ECLI:NL:TGZCTG:2012:YG1998 Centraal Tuchtcollege voor de Gezondheidszorg Den Haag c2010.248

ECLI: ECLI:NL:TGZCTG:2012:YG1998
Datum uitspraak: 08-05-2012
Datum publicatie: 08-05-2012
Zaaknummer(s): c2010.248
Onderwerp: Onjuiste behandeling/verkeerde diagnose
Beslissingen:
Inhoudsindicatie: Klaagster is weduwe van de in 2007 overleden patiënt. Patiënt is in 2003 na een hartinfarct opgenomen geweest in een revalidatiecentrum, waar verweerster werkzaam is als revalidatiearts. Volgens klaagster heeft verweerster zonder onderbouwde diagnose en zonder gedegen onderzoek  Haldol voorgeschreven, heeft zij de medische noodzaak en mogelijke bijwerkingen niet met klaagster en patiënt besproken en heeft zij, ondanks het optreden van bijwerkingen, het gebruik van Haldol niet gestaakt, waardoor volgens klaagster patiënt Tardieve Dyskinesie heeft opgelopen. Het Regionaal Tuchtcollege heeft de klacht ongegrond verklaard en het Centraal Tuchtcollege heeft het beroep van klaagster verworpen.

C E N T R A A L  T U C H T C O L L E G E

voor de Gezondheidszorg

Beslissing in de zaak onder nummer C2010.248 van:

A., wonende te B., appellante,

tegen

C., revalidatiearts, wonende te D., verweerster in beide instanties, gemachtigde: mr. M.J. Bos, als jurist verbonden aan DAS-rechtsbijstand te Amsterdam.

1.         Verloop van de procedure

A. - hierna te noemen klaagster - heeft op 16 maart 2009 bij het Regionaal Tuchtcollege te Amsterdam tegen revalidatiearts C. - hierna te noemen de arts - een klacht ingediend. Bij beslissing van 18 mei 2010, onder nummer 09/084 heeft dat College de klacht afgewezen. Klaagster is van die beslissing tijdig in hoger beroep gekomen. De arts heeft een verweerschrift in hoger beroep ingediend.

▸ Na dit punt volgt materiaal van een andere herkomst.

PR #1894, opened 2017-12-21
fix(algebra/group): remove inherited [simp] from add_comm

digama0:
It looks like this is a bug in the implementation of `transport_multiplicative_to_additive` - at the time of the call, `mul_comm` has `[simp]` enabled locally, but when it gets copied to `add_comm` it becomes permanent.

A test:
 `#print add_comm`
```
@[no_rsimp, priority 100, simp, priority 100]
theorem add_comm : ∀ {α : Type u} [_inst_1 : add_comm_semigroup α] (a b : α), a + b = b + a :=
λ {α : Type u} [_inst_1 : add_comm_semigroup α], add_comm_semigroup.add_comm
```
I hope I'm not off base with this change, which is intended to finish the job of b7322e2. But be aware it has some fallout for dependent projects.


leodemoura:
I created an issue for the bug. I will fix it after I return from vacation. 
I'm closing this PR until the bug is fixed and we can avoid workarounds.

PR #1901, opened 2018-01-04
leanpkg: docs and tweaks

Kha:
Main feature is the `leanpkg help <command>` command, which should explain all important details of each command.


Kha:
Corresponding reference PR: https://github.com/leanprover/reference/pull/12

library/init/data/string/ops.lean
```diff
@@ -0,0 +1,48 @@
...
+  have it.next_to_string.length - 1 < it.next_to_string.length,
+    from nat.sub_lt (iterator.zero_lt_length_next_to_string_of_has_next h) dec_trivial,
+  if p it.curr then
+    let rest := it.next.next_to_string in
+    it.prev_to_string :: split_core rest.mk_iterator
+  else
+    split_core it.next
+else
+  [it.to_string]
+using_well_founded { rel_tac := λ _ _, `[exact ⟨_, measure_wf (λ it, it.next_to_string.length)⟩] }
```
Kha: @leodemoura This was an interesting test case for iterators. To achieve linear runtime, we would either need a function for extracting the string between two iterators, or make `iterator.next_to_string` O(1) (using sharing instead of copying).

leodemoura: I try to address this performance problem this weekend. As soon as I manage to add refl lemma support to `type_context`: https://github.com/leodemoura/lean/commit/2a7fed380450b8146acce7f57d600a243a94bdb8

PR #1903, opened 2018-01-05
fix(init/data/nat/lemmas): generalize nat.iterate to Sort*

digama0:


library/init/data/nat/lemmas.lean
```diff
@@ -874,7 +874,7 @@ begin
   apply le_div_iff_mul_le _ _ Hk
 end
 
-def iterate {α : Type} (op : α → α) : ℕ → α → α
+def iterate {α : Sort*} (op : α → α) : ℕ → α → α
```
Kha: I believe we try to use explicit universes in the core lib

digama0: This is the first I've heard of this, at least as regards polymorphic functions. Is there a situation where this causes a problem?

Kha: It's just about being explicit and making sure the universe parameter isn't accidentally fixed via unification. I checked, there is just a single use of `Sort/Type*`, in `init.native`.
Also, you don't have to close the PR. Just amend the commit and force-push to the same branch to update it.

digama0: I'm confused. I closed the PR because if a universe parameter isn't wanted here, then there's nothing to push. Are you saying that it should be `Sort u` instead of `Sort*`?

PR #462, opened 2016-05-31
Use full list of arguments (line, pdf, and tex file (current buffer)) in the latexmk callback function for Skim.

rionda:
This allows to correctly place the reading mark at the current line when
dealing with multifile projects. Beforehand, the initial placement was
wrong (for multifile projects).

### DIFF
--- a/doc/vimtex.txt
+++ b/doc/vimtex.txt
@@ -840,16 +840,17 @@ Options~
               if !a:status | return | endif
 
               let l:out = b:vimtex.out()
+              let l:tex = expand('%:p')
               let l:cmd = [g:vimtex_view_general_viewer, '-r']
               if !empty(system('pgrep Skim'))
-                call extend(l:cmd, ['-g'])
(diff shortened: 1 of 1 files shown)


doc/vimtex.txt
```diff
@@ -840,16 +840,17 @@ Options~
               if !a:status | return | endif
 
               let l:out = b:vimtex.out()
+              let l:tex = expand('%:p')
```
lervag: This should rather be:

```vim
let l:tex = b:vimtex.tex
```

lervag:
See my comment. Except for that, this seems like a good change.

rionda:
@lervag I thought so too, about the use of b:vimtex.tex, but it seems that b:vimtex.tex contains the "main tex file", not the current tex file, which may be different in a multifile project. I actually tried with "b:vimtex.tex" but it didn't work for me.

lervag:
Ah, sorry, I'm wrong. One should of course pass the local tex file, not the main tex file.

Thanks!

rionda:
Thank you!

PR #471, opened 2016-06-09
Order candicates in graphix autocompletion for better experience

chengs:
This commit is to enhance the experience in the omni completion, for including graphics.
The candidates are ranked by a:regex, so that a file that matches the input has a priority in the completion list.

### DIFF
--- a/autoload/vimtex/complete.vim
+++ b/autoload/vimtex/complete.vim
@@ -362,12 +362,20 @@ function! s:img.complete(regex) dict " {{{2
   call filter(self.candidates, 'v:val !=# l:output')
 
   call map(self.candidates, 'strpart(v:val, len(b:vimtex.root)+1)')
-  call map(self.candidates, '{
-        \ ''abbr'' : v:val,
-        \ ''word'' : v:val,
-        \ ''menu'' : '' [graphics]'',
-        \ }')
+  let res = []
+  for fp in self.candidates
+    let cand = {
+        \ 'abbr' : fp,
+        \ 'word' : fp,
+        \ 'menu' : '[graphics]',
+        \}
+    if fp =~ a:regex
+      let cand.rank = 99
+    endif
+    call add(res, cand)
+  endfor
 
+  let self.candidates = res
   if g:vimtex_complete_img_use_tail
     for l:cand in self.candidates
       let l:cand.word = fnamemodify(l:cand.word, ':t')


lervag:
I have not heard of the `rank` attribute before. It does not seem to be documented (e.g. in `:h complete-func`). In any case, I think the changes may be simplified greatly to simply adding one line:

```vim
  call map(self.candidates, '{
        \ ''abbr'' : v:val,
        \ ''word'' : v:val,
        \ ''menu'' : '' [graphics]'',
        \ ''rank'' : v:val =~# a:regex ? 99 : 0,
        \ }')
```

That is, the `rank` may be added directly during the map call. No need to use the for loop. However, I am not quite sure I understand what this does. I would be happy to see some relevant documentation.

chengs:
You're right.
This rank attribute is only designed in NeoComplete.
I check the vim's omni focus itself and do not find the rank attribute.


```
------------------------------------------------------------------------------
CANDIDATE ATTRIBUTES			*neocomplete-candidate-attributes*

				*neocomplete-candidate-attribute-name*
word		String		(Required)
		The completion word of a candidate. It is used for matching
		inputs.

				*neocomplete-candidate-attribute-abbr*
abbr		String		(Optional)
		The abbreviation of a candidate. It is displayed in popup
		window. It is omitted by |g:neocomplete#max_keyword_width|.

				*neocomplete-candidate-attribute-kind*
kind		String		(Optional)
		The kind of a candidate. It is displayed in popup window.

				*neocomplete-candidate-attribute-menu*
menu		String		(Optional)
		The menu information of a candidate. It is displayed in popup
		window.

				*neocomplete-candidate-attribute-info*
info		String		(Optional)
		The preview information of a candidate. If 'completeopt'
		contains "preview", it will be displayed in |preview-window|.

				*neocomplete-candidate-attribute-rank*
rank		Number		(Optional)
		The completion priority.
```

De zaak is in hoger beroep behandeld ter openbare  terechtzitting van het Centraal Tuchtcollege van 15 maart 2012, waar zijn verschenen klaagster en de arts. De arts is bijgestaan door mr. M.J. Bos. Als getuigen zijn gehoord mevrouw E. en de heer F., dochter respectievelijk zoon van klaagster.

2.         Beslissing in eerste aanleg

2.1. In eerste aanleg zijn de feiten als volgt.

2. De feiten .

Op grond van de stukken kan van het volgende worden uitgegaan:

Klaagster is de weduwe van G., verder te noemen patiënt, die op 13 juli 2007 is overleden. Verweerster is als revalidatiearts werkzaam in het H.

Patiënt heeft op 26 oktober 2003 een hartinfarct gehad. In verband met bij patiënt ontstane cognitieve stoornissen als gevolg van dat hartinfarct is hij van 17 december 2003 tot en met 9 april 2004 opgenomen geweest in het H., waar hij behandeld is door verweerster.

Op 8 januari 2004 is verweerster gestart met het toedienen van 2 maal daags 1 mg. Haldol aan patiënt.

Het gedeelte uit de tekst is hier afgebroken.